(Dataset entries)
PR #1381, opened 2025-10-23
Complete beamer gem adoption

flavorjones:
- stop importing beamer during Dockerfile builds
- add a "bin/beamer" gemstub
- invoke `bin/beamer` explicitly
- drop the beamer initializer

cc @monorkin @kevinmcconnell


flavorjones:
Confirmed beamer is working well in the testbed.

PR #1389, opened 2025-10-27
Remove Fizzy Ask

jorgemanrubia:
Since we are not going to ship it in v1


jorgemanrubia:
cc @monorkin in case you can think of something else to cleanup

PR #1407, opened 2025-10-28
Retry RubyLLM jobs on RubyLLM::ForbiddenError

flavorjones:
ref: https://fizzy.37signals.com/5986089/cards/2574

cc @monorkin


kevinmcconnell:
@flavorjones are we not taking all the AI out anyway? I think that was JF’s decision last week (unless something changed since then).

== TASK DETAILS ==
The "PR #1389, opened 2025-10-27" line through the last line above: set these down exactly and add nothing else.

== RESPONSE BELOW ==
PR #1389, opened 2025-10-27
Remove Fizzy Ask

jorgemanrubia:
Since we are not going to ship it in v1


jorgemanrubia:
cc @monorkin in case you can think of something else to cleanup

PR #1407, opened 2025-10-28
Retry RubyLLM jobs on RubyLLM::ForbiddenError

flavorjones:
ref: https://fizzy.37signals.com/5986089/cards/2574

cc @monorkin


kevinmcconnell:
@flavorjones are we not taking all the AI out anyway? I think that was JF’s decision last week (unless something changed since then).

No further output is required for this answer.